Nano iron-oxide coated ball-milled K-feldspar had high adhesion capacity for Bacillus subtilis

Abstract

This study describes a high-energy ball milling followed by nanoscale iron (Fe)-oxide coating technology to produce an activated potassium (K)-feldspar with strong adsorption capacity of K-solubilizing bacterial cells (Bacillus subtilis). The results demonstrated that ball milling treatment significantly reduced the particle size of the K-feldspar while increasing available K content, specific surface area (SSA) and total pore volume. Both Fourier transform infrared spectroscopy (FTIR) and X-ray diffraction (XRD) verified amorphization of the K-feldspar due to considerable damage appeared to the mineral structure. However, the generation of microaggregates restricted above changes in properties of K-feldspar by ball milling. Nanoscale Fe-oxide coating treatment formed numerous Fe oxides (length of ∼100 nm) on the surface of the optimal ball milled mineral, and greatly increased the SSA and total pore volume.
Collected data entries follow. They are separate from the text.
PR #1454, opened 2022-06-02
web ui development workshop exercise 1

swarnadipa-dev:


elements/document/collection/nuxeo-collection-create-layout.html
```diff
@@ -34,6 +34,9 @@
     >
     </nuxeo-input>
 
+    <nuxeo-input role="widget" label="[[i18n('source')]]" name="source" value="{{document.properties.dc:source}}">
```
Gabez0r, line 37: `source` is the key to the label to be translated. We are missing the respective key/value pair in the reference translation file.

elements/document/collection/nuxeo-collection-metadata-layout.html
```diff
@@ -30,6 +30,11 @@
       <div name="title">[[document.properties.dc:title]]</div>
     </div>
 
+    <div role="widget">
+      <label>[[i18n('source')]]</label>
+      <div name="source">[[document.properties.dc:source]]</div>
+    </div>
```
Gabez0r: What happens if `document.properties.dc:source` is empty? We will still see the field label with an empty value, right? But this won't fully meet the following AC:

> As a user, I want to be able to see dc:source on the metadata layout of a document of types Collection, Note, File, Folder and Workspace, **but only if that field has content**.

..., **but only if that field has content**

ftest/features/create_doc.feature
```diff
@@ -1,3 +1,4 @@
+
```
Gabez0r, line 1: Adding an unneeded empty line at the top of the file.

Gabez0r (commented):
Good job with the functional tests in [ftest/features/create_doc.feature](https://github.com/nuxeo/nuxeo-web-ui/pull/1454/commits/88447b0a3664c27e818a39e6116eb70b820fe3bb#diff-2277caa8a2f4641ffc95643eab86db5cf8983e879e2b5a13e9a8624ade34c56e). However, this only covers document creation. What about editing documents? Perhaps there's another feature file that needs changing?

elements/nuxeo-clipboard/nuxeo-clipboard.js
```diff
@@ -261,9 +261,7 @@ Polymer({
     if (!documents || documents.length === 0 || !this.hasFacet(doc, 'Folderish')) {
       return false;
     }
-    return doc.contextParameters && doc.contextParameters.subtypes
-      ? documents.every((entry) => doc.contextParameters.subtypes.map((e) => e.type).indexOf(entry.type) > -1)
-      : true;
+    return true;
```
Gabez0r, line 264: Well done. But this is causing the functional testes to fail now.

Gabez0r (commented):
Good job. However, I'm seeing on the commit log commits that are already on main branch and that are not needed to be there (from Ricardo, for example), as well as some duplicates commits (72e46ba25f223103de736267305c7886a72a371b duplicates 88447b0a3664c27e818a39e6116eb70b820fe3bb and e4ce74283dca175cc0d77caf079697127d497ae2 duplicates 8ebd07276b8be0a188001ef74da0b51fec793c67).

ftest/features/create_doc.feature
Gabez0r, line 1: Please don't forget to remove this line.

test/nuxeo-breadcrumb.test.js
```diff
@@ -99,7 +99,24 @@ suite('nuxeo-breadcrumb', () => {
...
+        path: '/default-domain/workspaces/my workspace/folder 1/folder 2/folder 3/my file',
+        title: 'my file',
+        type: 'File',
+        uid: '7ertyyy-hdjkdks-874fghd',
+        isTrashed: true,
+      }; */
+      document.isTrashed = true;
+      await flush();
+      // sinon.stub(breadcrumb, '_isTrashed').returns(true);
+      expect(isElementVisible(trashIcon)).to.be.true;
```
Gabez0r, line 172: Applying the following patch fixed the test for me:
```diff
diff --git a/test/nuxeo-breadcrumb.test.js b/test/nuxeo-breadcrumb.test.js
index cea4f95b..2e3a4b14 100644
--- a/test/nuxeo-breadcrumb.test.js
+++ b/test/nuxeo-breadcrumb.test.js
@@ -73,6 +73,63 @@ const document = {
   uid: '7ertyyy-hdjkdks-874fghd',
 };
 
+const trashedDocument = {
+  'entity-type': 'document',
+  contextParameters: {
+    breadcrumb: {
+      entries: [
+        {
+          path: '/default-domain',
+          title: 'Domain',
+          type: 'Domain',
+          uid: '1',
+        },
+        {
+          path: '/default-domain/workspaces',
+          title: 'Workspaces',
+          type: 'WorkspaceRoot',
+          uid: '2',
+        },
+        {
+          path: '/default-domain/workspaces/my workspace',
+          title: 'my workspace',
+          type: 'Workspace',
+          uid: '3',
+        },
+        {
+          path: '/default-domain/workspaces/my workspace/folder 1',
+          title: 'folder 1',
+          type: 'Folder',
+          uid: '4',
+        },
+        {
+          path: '/default-domain/workspaces/my workspace/folder 1/folder 2',
+          title: 'folder 2',
+          type: 'Folder',
+          uid: '5',
+        },
+        {
+          path: '/default-domain/workspaces/my workspace/folder 1/folder 2/folder 3',
+          title: 'folder 3',
+          type: 'Folder',
+          uid: '6',
+        },
+        {
+          path: '/default-domain/workspaces/my workspace/folder 1/folder 2/folder 3/my file',
+          title: 'my file',
+          type: 'File',
+          uid: '7',
+        },
+      ],
+    },
+  },
+  path: '/default-domain/workspaces/my workspace/folder 1/folder 2/folder 3/my file',
+  title: 'my file',
+  type: 'File',
+  uid: '7ertyyy-hdjkdks-874fghd',
+  isTrashed: true,
+};
+
 // Mock router
 const router = {
   browse: (path) => path.substring(1),
@@ -113,7 +170,7 @@ suite('nuxeo-breadcrumb', () => {
         uid: '7ertyyy-hdjkdks-874fghd',
         isTrashed: true,
       }; */
-      document.isTrashed = true;
+      breadcrumb.document = trashedDocument;
       await flush();
       // sinon.stub(breadcrumb, '_isTrashed').returns(true);
       expect(isElementVisible(trashIcon)).to.be.true;
```

Gabez0r (commented):
Looking great. But I still see some duplicated commits and by looking at the commit log, I can see that the branch was not rebased on the main branch, but instead the main branch was merged to the feature branch. We prefer rebasing to merging because it keeps the history clean and linear. Please see [Merging vs. Rebasing](https://www.atlassian.com/git/tutorials/merging-vs-rebasing) fore more information.

elements/nuxeo-browser/nuxeo-breadcrumb.js
```diff
@@ -129,9 +134,12 @@ import { microTask } from '@polymer/polymer/lib/utils/async.js';
               href$="[[urlFor(document)]]"
               class="current breadcrumb-item breadcrumb-item-current"
               aria-current="page"
-              title="[[_title(document)]]"
+              title="[[_title(document)]] [[_documentUID(document)]]"
```
richardsd: FYI, my comment on https://github.com/nuxeo/nuxeo-web-ui/pull/1473#discussion_r898089101

Gabez0r:
I also see some commits in triplicate (e.g. ".web ui development workshop exercise 1")

elements/nuxeo-browser/nuxeo-breadcrumb.js
```diff
@@ -129,9 +140,12 @@ import { microTask } from '@polymer/polymer/lib/utils/async.js';
...
```
Gabez0r: Where is this `_documentUID` coming from?

test/nuxeo-breadcrumb.test.js
```diff
@@ -99,7 +99,70 @@ suite('nuxeo-breadcrumb', () => {
     test('Should display the document title when a document is set and has a title', async () => {
       const title = breadcrumb.shadowRoot.querySelector('.current');
       expect(isElementVisible(title)).to.be.true;
-      expect(title.innerText).to.equal('my file');
+      expect(title.innerText).to.equal('my file (874fghd) ');
```
Gabez0r: Why do we need this extra space?
```suggestion
      expect(title.innerText).to.equal('my file (874fghd)');
```

Gabez0r (commented):
Well done. But now, the functional tests are failing, likely because of something introduced by the breadcrumb changes.

elements/nuxeo-browser/nuxeo-breadcrumb.js
```diff
@@ -151,6 +165,10 @@ import { microTask } from '@polymer/polymer/lib/utils/async.js';
           type: Object,
           observer: '_setBreadcrumbElements',
         },
+        icon: {
+          type: String,
+          value: 'nuxeo:delete',
+        },
```
Gabez0r: There's no requirement to expose this as a public property. Every property we expose is public API then we will have to maintain in the future. We can perfectly inline the icon name in the element.

elements/nuxeo-browser/nuxeo-breadcrumb.js
```diff
@@ -125,14 +149,28 @@ import { microTask } from '@polymer/polymer/lib/utils/async.js';
...
+                    >
+                      [[_title(document)]]
+                    </a>
+                  
+                        <span class="doc-uid">
+                        [[_documentUID(document)]]
+                      </span>
+                </div>
+                <template is="dom-if" if="[[_isTrashed(document)]]">
+                  <span class="trash-icon-parent">
```
Gabez0r, line 168: Why do we need to have a span here? Couldn't we just use the paper-icon-button directly?

elements/nuxeo-browser/nuxeo-breadcrumb.js
```diff
@@ -247,7 +285,19 @@ import { microTask } from '@polymer/polymer/lib/utils/async.js';
 
     _title(document) {
       if (document) {
-        return document.type === 'Root' ? this.i18n('browse.root') : document.title;
+        return document.type === 'Root' ? this.i18n('browse.root') : `${document.title}`;
```
Gabez0r: What are we changing here?

elements/nuxeo-browser/nuxeo-breadcrumb.js
```diff
@@ -247,7 +285,19 @@ import { microTask } from '@polymer/polymer/lib/utils/async.js';
...
+
+    _documentUID(document) {
+      if (document) {
+        return `(${document.uid.substring(document.uid.lastIndexOf('-') + 1, document.uid.length)})`.trim();
+      }
+    }
+
+    _isTrashed(document) {
+      if (document) {
+        return document.isTrashed;
```
Gabez0r: nitpicking: could be made smaller:
```suggestion
      return document && document.isTrashed;
```

test/nuxeo-breadcrumb.test.js
```diff
@@ -102,6 +102,76 @@ suite('nuxeo-breadcrumb', () => {
       expect(title.innerText).to.equal('my file');
     });
 
+    test('Should display the document uid when a document is set and has a title and has a UID', async () => {
+      const uid = breadcrumb.shadowRoot.querySelector('.doc-uid');
+      expect(isElementVisible(uid)).to.be.true;
+      expect(uid.innerText).to.equal('(874fghd)');
+    });
+
+    test('Should display trash icon beside the document title when a document is trashed', async () => {
```
Gabez0r, line 111: We should also test that the trash icon is not shown for non trashed documents.

Gabez0r (commented):
Looking good. For exercise 4, it seems that the trash icon doesn't have the correct size, which should 16x16.

elements/nuxeo-browser/nuxeo-breadcrumb.js
```diff
@@ -125,14 +149,28 @@ import { microTask } from '@polymer/polymer/lib/utils/async.js';
...
+                      class="current breadcrumb-item breadcrumb-item-current"
+                      aria-current="page"
+                      title="[[_title(document)]]"
+                    >
+                      [[_title(document)]]
+                    </a>
+                  
+                        <span class="doc-uid">
+                        [[_documentUID(document)]]
+                      </span>
```
Gabez0r: The indentation seems to be off here.

elements/nuxeo-browser/nuxeo-breadcrumb.js
swarnadipa-dev: the extra span has been added and been given a height, width and display style to align the icon on the same line as the title and uid

swarnadipa-dev: the icon size if made 16x16, it's not visible at all.

test/nuxeo-breadcrumb.test.js
```diff
@@ -102,6 +102,139 @@ suite('nuxeo-breadcrumb', () => {
...
+        isTrashed: true,
+      };
+      breadcrumb.set('document', trashDocument);
+      await flush();
+      const trashIcon = breadcrumb.shadowRoot.querySelector('.trash-icon-parent');
+
+      expect(isElementVisible(trashIcon)).to.be.true;
+    });
+
+    test('Should display trash icon beside the document title when a document is not trashed', async () => {
```
Gabez0r, line 175: I think we are missing a "not" here:
```suggestion
    test('Should not display trash icon beside the document title when a document is not trashed', async () => {
```

elements/nuxeo-browser/nuxeo-breadcrumb.js
Gabez0r: Please note that is being harder because we are using a `paper-icon-button`, which is designed to be interactive, whereas we just need an icon. We should use the [iron-icon](https://www.webcomponents.org/element/@polymer/iron-icon) instead, which already exposes [a couple of CSS variables to set width and height](https://github.com/PolymerElements/iron-icon/blob/master/iron-icon.js#L79-L80).

elements/nuxeo-browser/nuxeo-breadcrumb.js
```diff
@@ -125,14 +149,28 @@ import { microTask } from '@polymer/polymer/lib/utils/async.js';
...
+                      [[_title(document)]]
+                    </a>
+                  
+                    <span class="doc-uid">
+                      [[_documentUID(document)]]
+                    </span>
+                </div>
+                <template is="dom-if" if="[[_isTrashed(document)]]">
+                  <span class="trash-icon-parent">
+                    <paper-icon-button icon="nuxeo:delete" noink class="trash-icon"
```
Gabez0r: Please see https://github.com/nuxeo/nuxeo-web-ui/pull/1454/files#r907139132, ir order to get the correct size in the icon. You should also just be able to apply the usual width and height css properties direction on the iron-icon.

elements/nuxeo-document-actions/nuxeo-document-parent-inspector-button.js
```diff
@@ -0,0 +1,241 @@
...
+      notify: true,
+    },
+    icon: {
+      type: String,
+      value: 'icons:info',
+    },
+    layout: {
+      type: String,
+      value: 'parent-inspector',
+    },
```
Gabez0r: What's the goal of having `layout` as a property? Do we have any requirement to make it configurable?

elements/nuxeo-document-actions/nuxeo-document-parent-inspector-button.js
```diff
@@ -0,0 +1,241 @@
...
+    facets: {
```
Gabez0r: Since we have no requirement to make this public, we should make it private. We have not concrete wat to do this in vanilla js, but we can either turn this into a read only property or precede the name with an underscore:
```suggestion
    _facets: {
```

elements/nuxeo-document-actions/nuxeo-document-parent-inspector-button.js
```diff
@@ -0,0 +1,241 @@
...
+      type: Array,
+      value: [],
+    },
+    schemas: {
```
Gabez0r: Same here:
```suggestion
    _schemas: {
```

elements/nuxeo-document-actions/nuxeo-document-parent-inspector-button.js
```diff
@@ -0,0 +1,241 @@
...
+  },
+
+  _isAvailable() {
+    return true;
+  },
+
+  get dialog() {
+    this.facets = this.document.facets;
+    this.schemas = this.document.schemas;
+    return this.root.getElementById(`${this.layout}-dialog`);
```
Gabez0r: Why can't we just do?:
```suggestion
    return this.root.getElementById('parent-inspector-dialog-dialog');
```
Do we need to make it configurable by any reason?

Also, this should also work:
```suggestion
    return this.$['parent-inspector-dialog'];
```

elements/nuxeo-document-actions/nuxeo-document-parent-inspector-button.js
```diff
@@ -0,0 +1,241 @@
...
+                </div>
+              </div>
+            </template>
+          </div>
+          <div class="actions">
+            <paper-button
+              noink
+              class="secondary"
+              dialog-dismiss
+              on-tap="_closeDialog"
```
Gabez0r: We should no need this if we already have `dialog-dismiss`

elements/nuxeo-document-actions/nuxeo-document-parent-inspector-button.js
```diff
@@ -0,0 +1,241 @@
...
+              role="button"
+              tabindex="0"
+              animated=""
+              elevation="0"
+              aria-disabled="false"
```
Gabez0r: Do we need these?

elements/nuxeo-document-actions/nuxeo-document-parent-inspector-button.js
```diff
@@ -0,0 +1,241 @@
...
+  },
+
+  ready() {
+    this.$.nxcon.connect().then((user) => {
+      this.currentUser = user;
+    });
+  },
+
+  _isAvailable() {
+    return true;
```
Gabez0r: This is optional: If we were to follow the last acceptance criteria, we would check if the document was trashed here or not.

elements/nuxeo-document-actions/nuxeo-document-parent-inspector-button.js
```diff
@@ -0,0 +1,241 @@
...
+    this.dialog.open();
+  },
+
+  _closeDialog() {
+    this.dialog.close();
+  },
+
+  _computeLabel() {
+    const x = this.i18n('parentInspectorButton.tooltip');
+    return x;
```
Gabez0r: We could do this in a single line:
```suggestion
    return this.i18n('parentInspectorButton.tooltip');
```

elements/nuxeo-document-actions/nuxeo-document-parent-inspector-button.js
```diff
@@ -0,0 +1,241 @@
...
+import '@nuxeo/nuxeo-ui-elements/widgets/nuxeo-tooltip.js';
+import '../document/nuxeo-document-form-layout.js';
+import '@polymer/paper-button/paper-button.js';
+
+/**
+`nuxeo-document-parent-inspector-button`
+@group Nuxeo UI
+@element nuxeo-document-parent-inspector-button
+*/
+Polymer({
```
Gabez0r: Please note that this is the old syntax, using the Polymer factory function (used in polymer v1). From polymer v2 up, the class-based syntax is preferred (see [docs](https://polymer-library.polymer-project.org/3.0/docs/devguide/registering-elements) and [upgrade guide](https://polymer-library.polymer-project.org/2.0/docs/upgrade#upgrading-to-class-based-elements)), although we still support it for retro-compatibility.

We recommend updating this code to use class based syntax instead. Most element on nuxeo-elements already follow this and several of Web UI too. Here's an example: https://github.com/nuxeo/nuxeo-web-ui/blob/v3.0.13/elements/nuxeo-audit/nuxeo-audit-search.js

elements/nuxeo-document-actions/nuxeo-document-parent-inspector-button.js
```diff
@@ -0,0 +1,241 @@
...
+        <div class="parentscroll">
+          <div class="scrollable">
+            <div>
+              <h1>Parent Inspector</h1>
+              <div>
+                <p>This is the parent inspector. It displays information about the parent of this document.</p>
+                <table class="table">
+                  <tr>
+                    <td>Tile:</td>
+                    <td>[[document.title]]</td>
```
Gabez0r: We should be displaying information for the **parent** of the current document, but we are instead displaying if for the current document.

Gabez0r (commented):
Looking good. However, we are displaying information for the current document, whereas we should be displaying information for the **parent** of the current document.

There are several ways to reach this information. We can do a separate REST call, which is the hard way, or leverage the [document enrichers](https://doc.nuxeo.com/nxdoc/content-enrichers/) available in the platform. By default, Nuxeo Web UI already uses the [enricher](https://doc.nuxeo.com/nxdoc/content-enrichers/#first-accessible-ancestor) that fetches the parent document, so it is readily available (see [here](https://github.com/nuxeo/nuxeo-web-ui/blob/v3.0.13/elements/nuxeo-app.js#L751) and [here](https://github.com/nuxeo/nuxeo-web-ui/blob/v3.0.13/elements/nuxeo-app.js#L1517)).

elements/nuxeo-document-actions/nuxeo-document-parent-inspector-button.js
Gabez0r: > This is optional: If we were to follow the last acceptance criteria, we would check if the document was trashed here or not.

As a matter of fact, please disregard this comment, as we already do not show document actions for trashed documents by default.

Gabez0r: We should however check that the document is defined here.

elements/nuxeo-document-actions/nuxeo-document-parent-inspector-button.js
richardsd: No need to store the translation in `x` if we don't use it. ⬆️

elements/nuxeo-web-ui-bundle.html
```diff
@@ -231,6 +231,16 @@
 
 <!-- DOCUMENT ACTIONS -->
 
+<nuxeo-slot-content name="parentInspectorDocumentAction" slot="DOCUMENT_ACTIONS" order="10">
+  <template>
+    <nuxeo-filter user="[[user]]" expression="user.isAdministrator || this.isMember(user, 'powerusers')">
```
richardsd: As an alternative solution, please check https://github.com/nuxeo/nuxeo-elements/blob/maintenance-3.0.x/ui/nuxeo-filter.js#L167. `nuxeo-filter` has a `group` property that can be use to check user membership to groups.

i18n/messages-ar.json
```diff
@@ -983,6 +983,7 @@
   "label.dublincore.state": "State",
   "label.dublincore.subjects": "Subjects",
   "label.dublincore.title": "Title",
+  "label.dublincore.source": "Source",
```
richardsd, line 986: Did you manually add the `label.dublincore.source` label to all the `i18n/messages-*.json` files? Please notice that this is not required. 
When adding a new label, you should just add it to the `i18n/messages.json` file. The translation process will happen on Crowdin (please refer to the wiki page about translations for details about this process).

richardsd (commented):
Looking good 👍 🙂

Gabez0r (commented):
Please don't forget to update your element to class-based syntax. See more comments here: Good job. Please see comments here: https://github.com/nuxeo/nuxeo-web-ui/pull/1491#pullrequestreview-1027608150.

Gabez0r (commented):
Well done! Please see comments here: https://github.com/nuxeo/nuxeo-web-ui/pull/1491#pullrequestreview-1028279090

test/nuxeo-parent-inspector-button.test.js
```diff
@@ -0,0 +1,150 @@
...
+      };
+      actionButton.set('document', trashDocument);
+      await flush();
+      const actionBtn = button.$$('.action');
+      expect(isElementVisible(actionBtn)).to.be.false;
+    });
+
+    test('Should display title, UID, path, schemas and facets if user is administrator', async () => {
+      button = await buildButton();
+      button.document = document;
```
Gabez0r, line 122: I don't think this is does anything, as this is already done in when we instantiate actionButton.

test/nuxeo-parent-inspector-button.test.js
```diff
@@ -0,0 +1,150 @@
...
+          },
+        },
+      };
+      actionButton.set('document', trashDocument);
+      await flush();
+      const actionBtn = button.$$('.action');
+      expect(isElementVisible(actionBtn)).to.be.false;
+    });
+
+    test('Should display title, UID, path, schemas and facets if user is administrator', async () => {
```
Gabez0r, line 120: We also need to check what happens if the user is not administrator.

Gabez0r (commented):
Good job.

According to the results of the microbial adsorption, Fe-coated K-feldspar minerals with the lowest available nutrient content and highest zeta potential had the greatest capacity to adsorb B. subtilis cells. This implies that we can use this new carrier material for bio-potassium fertilizer, which may be able to efficiently supply soil K by carrying significant quantities of K-solubilizing bacteria.